= Mohamed Zafzaf =

Moroccan novelist and poet (1945–2001)

Mohamed Zafzaf (Arabic: محمد زفزاف; 1945 - 13 July 2001) was a Moroccan Arabic-language novelist and poet. He played a pivotal role in the development of Moroccan literature in the second half of the 20th century and, due to his contributions, came to be known by such titles as "the godfather of Moroccan literature", "the Moroccan Tolstoy", "the Moroccan Dostoyevsky" and as "our great author" among his Moroccan peers.

==Biography==
Mohamed Zafzaf, or Zefzaf, was born in Souk Larbaa El Gharb. He experienced hardship in his early life, his father having died when he was only five years old. He studied philosophy at the Faculty of Letters and Human Sciences at Mohammed V University in the Moroccan capital, Rabat, and after graduation began working as an Arabic teacher in a junior high school in Kenitra, later on working as a librarian at the school library. He later left this job and moved to Casablanca, where he began to live a bohemian lifestyle and work as an author. There he became friendly with fellow Moroccan authors Driss El Khouri and Mohamed Choukri.

Zafzaf began his literary career in the 1960s as a poet, publishing his first poem in 1962. His field of work soon began to expand to short stories and novels as well, his first short story being published in 1963. Zafzaf had his early short stories published in important Middle Eastern literary magazines, in countries such as Iraq, Lebanon and Egypt, which gained him a reputation as a writer across the wider Arab region. Zafzaf joined the Writers' Union of Morocco in July 1968 and began publishing his own independent works in the early 70s.
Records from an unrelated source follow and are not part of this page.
Issue #1300, opened 2023-06-27
pyls does not work on Python 3.11


Akuli:
Porcupine uses pyls as the default langserver for Python. It does not work at all on Python 3.11.

I really should consider switching to pyright (#560)

rdbende:
Yup, besides `pyls` I can say that everything works fine on 3.11, I've been using it for about half a year when Debian unstable got it.

benjamin-kirkbride:
Do we know which tests are expected to fail as a result of this? Can we conditionally xfail and/or skip them for now?

benjamin-kirkbride:
These tests fail for me with python 3.11, but it's possible there are other factors at play:

> FAILED tests/test_indent_dedent.py::test_markdown_autoindent - AssertionError: assert '1. Lol and\n...\nEnd of list' == '1. Lol and\n...\nEnd of list'
FAILED tests/test_jump_to_definition_plugin.py::test_basic - RuntimeError: timed out waiting
FAILED tests/test_jump_to_definition_plugin.py::test_two_definitions - RuntimeError: timed out waiting
FAILED tests/test_rstrip_plugin.py::test_rstrip - assert 'print("hello")  ' == 'print("hello")\n'
FAILED tests/test_tabs.py::test_read_only_file - ValueError: too many values to unpack (expected 1)
ERROR tests/test_jump_to_definition_plugin.py::test_basic - ValueError: error in tkinter callback while running test
ERROR tests/test_jump_to_definition_plugin.py::test_two_definitions - ValueError: error in tkinter callback while running test

Akuli:
I think only the `test_jump_to_definition_plugin.py` failures are caused by this. If you xfail them, it would be nice if you made a PR about it, and also add 3.11 to version lists in `.github/workflows/` so that CI tests it with the xfails :)

benjamin-kirkbride:
Upstream issue: https://github.com/palantir/python-language-server/issues/959

benjamin-kirkbride:
I think we should consider switching to https://github.com/python-lsp/python-lsp-server

Pyright is not really a replacement for pyls; it is just a static type checker (Mypy replacement). The VSCode/Microsoft LSP that does auto-completion, refactoring, etc is `pylance` which is not open source (or usable outside of VSCode at all).

Akuli:
I am aware that pyright and pylance are not the same, but pyright also has a langserver that gives autocompletions and such. It is usable without pylance, and probably enough for Porcupine without pylance.

[...]

PR #1328, opened 2023-07-03
Markdown

benjamin-kirkbride:
Accidentally closed https://github.com/Akuli/porcupine/pull/1314 :sweat_smile:

### DIFF
--- a/porcupine/plugins/markdown.py
+++ b/porcupine/plugins/markdown.py
@@ -30,9 +30,7 @@ def _is_list_item(line: str) -> bool:
 
 
 def on_tab_key(
-    tab: tabs.FileTab,
-    event: tkinter.Event[textutils.MainText],
-    shift_pressed: bool,
+    tab: tabs.FileTab, event: tkinter.Event[textutils.MainText], shift_pressed: bool
 ) -> str | None:
     """Indenting and dedenting list items"""
     if tab.settings.get("filetype_name", str) == "Markdown":
--- a/porcupine/plugins/markdown.py
+++ b/porcupine/plugins/markdown.py
@@ -40,11 +40,16 @@ def on_tab_key(
         line = event.widget.get("insert linestart", "insert lineend")
         list_item_status = _is_list_item(line)
 
+        # shift-tab
         if shift_pressed and list_item_status:
             event.widget.dedent("insert linestart")
             return "break"
 
-        if list_item_status:
+        # if it isn't, we want tab to trigger autocomplete instead
+        char_before_cursor_is_space = tab.textwidget.get("insert - 1 char", "insert") == " "
+
+        # tab
+        if list_item_status and char_before_cursor_is_space:
             event.widget.indent("insert linestart")
             return "break"
 
--- a/porcupine/plugins/markdown.py
+++ b/porcupine/plugins/markdown.py
@@ -30,8 +30,10 @@ def _is_list_item(line: str) -> bool:
 
 
 def on_tab_key(
-    tab: tabs.FileTab, event: tkinter.Event[textutils.MainText], shift_pressed: bool
-) -> str:
+    tab: tabs.FileTab,
+    event: tkinter.Event[textutils.MainText],
+    shift_pressed: bool,
+) -> str | None:
     """Indenting and dedenting list items"""
     if tab.settings.get("filetype_name", str) == "Markdown":
         line = event.widget.get("insert linestart", "insert lineend")
@@ -44,6 +46,8 @@ def on_tab_key(
         if list_item_status:
             event.widget.indent("insert linestart")
             return "break"
+
+    return None
 
 
 def on_new_filetab(tab: tabs.FileTab) -> None:
--- a/porcupine/plugins/markdown.py
+++ b/porcupine/plugins/markdown.py
@@ -30,9 +30,7 @@ def _is_list_item(line: str) -> bool:
 
 
 def on_tab_key(
-    tab: tabs.FileTab,
-    event: tkinter.Event[textutils.MainText],
-    shift_pressed: bool,
+    tab: tabs.FileTab, event: tkinter.Event[textutils.MainText], shift_pressed: bool
 ) -> str:
     """Indenting and dedenting list items"""
     if tab.settings.get("filetype_name", str) == "Markdown":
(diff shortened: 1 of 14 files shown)


Akuli:
As for git messes: it's totally ok to make a mess with git! I use "squash and merge" in my projects, which basically means that a messy PR will appear as just one tidy commit when someone looks at the Git history.

You might also like https://akuli.github.io/git-guide/

porcupine/plugins/markdown.py
```diff
@@ -0,0 +1,109 @@
...
+import re
+import tkinter
+from functools import partial
+
+from porcupine import get_tab_manager, tabs, textutils, utils
+
+log = logging.getLogger(__name__)
+
+
+setup_before = ["tabs2spaces", "autoindent"]
```
Akuli, line 18: Maybe must be also be before autocomplete, so that `return "break"` prevents autocompletions?

You can try running Porcupine with `--shuffle-plugins` a few times to see if you have defined all necessary dependencies. (See `--help`)

tests/test_indent_dedent.py
```diff
@@ -198,28 +198,6 @@ def check(filename, input_commands, output):
     return check
 
 
-def test_markdown_autoindent(check_autoindents):
-    check_autoindents(
```
Akuli, line 202: Can we keep this, but just modify it so that it passes?

tests/test_markdown_plugin.py
```diff
@@ -0,0 +1,257 @@
...
+    ListItemCase(id="duplicate token 5", line="  -#) item -- 1 -", expected=False),
+    ListItemCase(id="duplicate token 6", line="  *-#)1. item -- 1 -", expected=False),
+]
+
+# test `#` and 0 to 99 numbered lists
+# tests ol with `.` and `)`
+IS_LIST_ITEM_CASES.extend(
+    [
+        ListItemCase(id=f"numbered {i}", line=f"{i}{sep} item 1", expected=True)
+        for i, sep in itertools.product(itertools.chain(range(100), "#"), (".", ")"))
```
Akuli, line 46: These are maybe a bit too thorough :) We really don't need more than a thousand green dots when running pytest because of one regex. But more importantly, these two lines aren't very readable. It took me a while to figure out what they do.

Maybe instead add a few specific cases, so that it's easier to understand?

```
ListItemCase(id=f"numbered 1", line=f"1. item 1", expected=True)
ListItemCase(id=f"numbered 1", line=f"1) item 1", expected=True)
ListItemCase(id=f"numbered 4", line=f"4. item 1", expected=True)
ListItemCase(id=f"numbered 4", line=f"4) item 1", expected=True)
ListItemCase(id=f"numbered 42", line=f"42. item 1", expected=True)
ListItemCase(id=f"numbered 42", line=f"42) item 1", expected=True)
ListItemCase(id=f"numbered #", line=f"#. item 1", expected=True)
ListItemCase(id=f"numbered #", line=f"#) item 1", expected=True)
```

Also applies to other `.extend()`s.

Akuli (commented):
I like it overall :)

benjamin-kirkbride:
@Akuli does the error in CI mean anything to you?

porcupine/plugins/markdown.py
benjamin-kirkbride: The tests run with `--shuffle-plugins`, so shouldn't that be covered?

This actually doesn't interfere with autocomplete, the regex doesn't match useless there is a space after the list prefix, so regardless we should be good I believe. If you think that's wrong, or can think of a test to verify that, I'm all ears :)

tests/test_indent_dedent.py
benjamin-kirkbride: I got rid of it because it felt redundant with all the markdown tests, but I can look back and see if there is a way to make that happen

tests/test_markdown_plugin.py
benjamin-kirkbride: > We really don't need more than a thousand green dots when running pytest because of one regex

But it's so fun :weary: 

> these two lines aren't very readable

That's fair. It felt readable at the time :sweat: 

> Maybe instead add a few specific cases, so that it's easier to understand?

Yeah I can do this.

On a more broad note, how would you feel about adding https://hypothesis.readthedocs.io/en/latest/ to the test suite?

Akuli:
The CI error has to do with #1300. Apparently the CI on Python 3.11 doesn't pass very reliably, even though you got it to pass most of the time in #1327.

I'd suggest we do nothing about the CI error if it disappears when tests run again. We will "soon" switch to pyright anyway.

tests/test_markdown_plugin.py
Akuli: I'm not a big fan of `hypothesis`. IMO tests should be as concrete/specific as possible, such as `ListItemCase(id="numbered 42", line="42) item 1", expected=True)`, whereas the code being tested tends to be written very generally. This ensures that at least the test is correct, because it's ideally very simple.

And yes, I know that the point of `hypothesis` is to catch bugs where a specific string that you didn't think of causes a problem. But they tend to get caught without unit tests in Porcupine. For example, the empty `line.splitlines()` bug caused errors when I opened a file.

I can see `hypothesis` being useful in other projects though. For example, maybe you have functions to escape and unescape a string in some way, and you want to know that they work in all corner cases.

benjamin-kirkbride: I would see hypothesis as purely additive, it wouldn't replace the simple `ListItemCase(id="numbered 42", line="42) item 1", expected=True)`, sanity type tests, but it would replace:

```python
IS_LIST_ITEM_CASES.extend(
    [
        ListItemCase(id=f"numbered {i}", line=f"{i}{sep} item 1", expected=True)
        for i, sep in itertools.product(itertools.chain(range(100), "#"), (".", ")"))
```

> For example, the empty line.splitlines() bug caused errors when I opened a file.

I think there is likely many more of these sorts of things, especially as more and more plugins get added ;)

I think hypothesis would likely help a lot with the flaky tests as well. I should probably move this discussion to an issue.

benjamin-kirkbride:
This PR is blocked by https://github.com/Akuli/porcupine/pull/1349

benjamin-kirkbride:
I am now going to work to finish this using Actions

In 1970 he published his first collection of short stories and in 1972 his first novel, which was critically acclaimed by Arab literary critics.

When his novel The Woman and the Rose was translated into Spanish, King Juan Carlos I sent him a congratulations letter. Mohamed Zafzaf kept this letter on the wall of his house.

Zafzaf was known for his bohemian style, and his ever-present long hair and grown beard earned him the title of the "Moroccan Dostoyevsky". He was a vocal supporter of the Palestinian cause and could often be seen wearing a Palestinian-style Kuffiya.

He died in July 2001 at the age of 58 after a battle with cancer.

The prestigious Mohamed Zafzaf Prize for Arabic Literature was named in his honor. Since 2002, it is awarded once every three years at the International Cultural Festival in Asilah to authors of Arabic literature from around the Arab world who exhibit innovation in their literary work.

==Bibliography==
===Novels===

- 1972: The Woman and the Rose (المرأة والوردة), Beirut.
- 1974: Sidewalks and Walls (أرصفة وجدران), Baghdad.
- 1978: Graves in the Water (قبور في الماء), Tunis.
- 1979: The Snake and the Sea (الأفعى والبحر), Casablanca.
- 1984: The Cockerel's Egg (بيضة الديك), Casablanca.
- 1985: An Attempt at Life (محاولة عيش), Tunis.
- 1989: The Fox who Appears and Vanishes (الثعلب الذي يظهر ويختفي), Casablanca.
- 1992: The Rear Neighborhood (الحي الخلفي), Rabat.
- 1993: The Wagon (العربة), Rabat.
- 1998: Wide Mouths (أفواه واسعة), Casablanca.

===Short stories collections===
- 1970: A Conversation Late at Night (حوار في ليل متأخر), Damascus.
- 1977: Low Houses (بيوت واطئة), Casablanca.
- 1978: The Strongest (الأقوى), Damascus.
- 1980: The Holy Tree (الشجرة المقدسة), Beirut.
- 1982: Gypsies in the Forest (غجر في الغابة), Beirut.
- 1988: King of the Jinns (ملك الجن), Casablanca.
- 1988: White Angel (ملاك أبيض), Cairo.
- 1993: The Cart (العربة), Rabat.
- 1996: The Flower-Seller.

===Translated works===
- 2013: Cuentos selectos de Mohamed Zefzaf. Tangier. Translated by Adel Fartakh.
- 2020: Tentative de vie. Virgule, Tangier. Translated by Siham Bouhlal.

===Works available in English===
- 2014: Monarch of the Square: An Anthology of Muhammad Zafzaf’s Short Stories. Syracuse University Press, Syracuse, New York. Translated by Roger Allen, Mbarek Sryfi.
- 2016: The Elusive Fox. Syracuse University Press, Syracuse, New York. Translated by Mbarek Sryfi.